ACTION ITEM
Nothing but the lines from the top of the following entries through the line with "# Why could this happen?" should be printed, exactly as they are.
Top of SOURCE MATERIAL
PR #657, opened 2023-11-02
Instantiate one NRT informer across NRT plugin instances

### LINKED ISSUE #656: Multiple informers for the same resource(NodeResourceTopologies) may be serving at the same time
### Area

- [X] Scheduler
- [ ] Controller
- [ ] Helm Chart
- [ ] Documents

### Other components

_No response_

### What happened?

# Why could this happen?
Once we configure plugin `NodeResourceTopologyMatch` in multi profiles(must more than one), then informers about NodeResourceTopologies may start multi times with different ShardInformerFactory.

Since informer about NodeResourceTopologies is created within this plugin's func New() [here](https://github.com/kubernetes-sigs/scheduler-plugins/blob/master/pkg/noderesourcetopology/plugin.go#L121-L125) as following:
```go
func New(args runtime.Object, handle framework.Handle) (framework.Plugin, error) {
	...
	nrtCache, err := initNodeTopologyInformer(tcfg, handle)
	...
```
And, informer about NodeResourceTopologies created from the `brandNew Factory` within func `initNodeTopologyInformer` [here](https://github.com/kubernetes-sigs/scheduler-plugins/blob/master/pkg/noderesourcetopology/pluginhelpers.go#L52-L54), as following:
Bottom of SOURCE MATERIAL
SOLUTION TO THIS EXERCISE
PR #657, opened 2023-11-02
Instantiate one NRT informer across NRT plugin instances

### LINKED ISSUE #656: Multiple informers for the same resource(NodeResourceTopologies) may be serving at the same time
### Area

- [X] Scheduler
- [ ] Controller
- [ ] Helm Chart
- [ ] Documents

### Other components

_No response_

### What happened?

# Why could this happen?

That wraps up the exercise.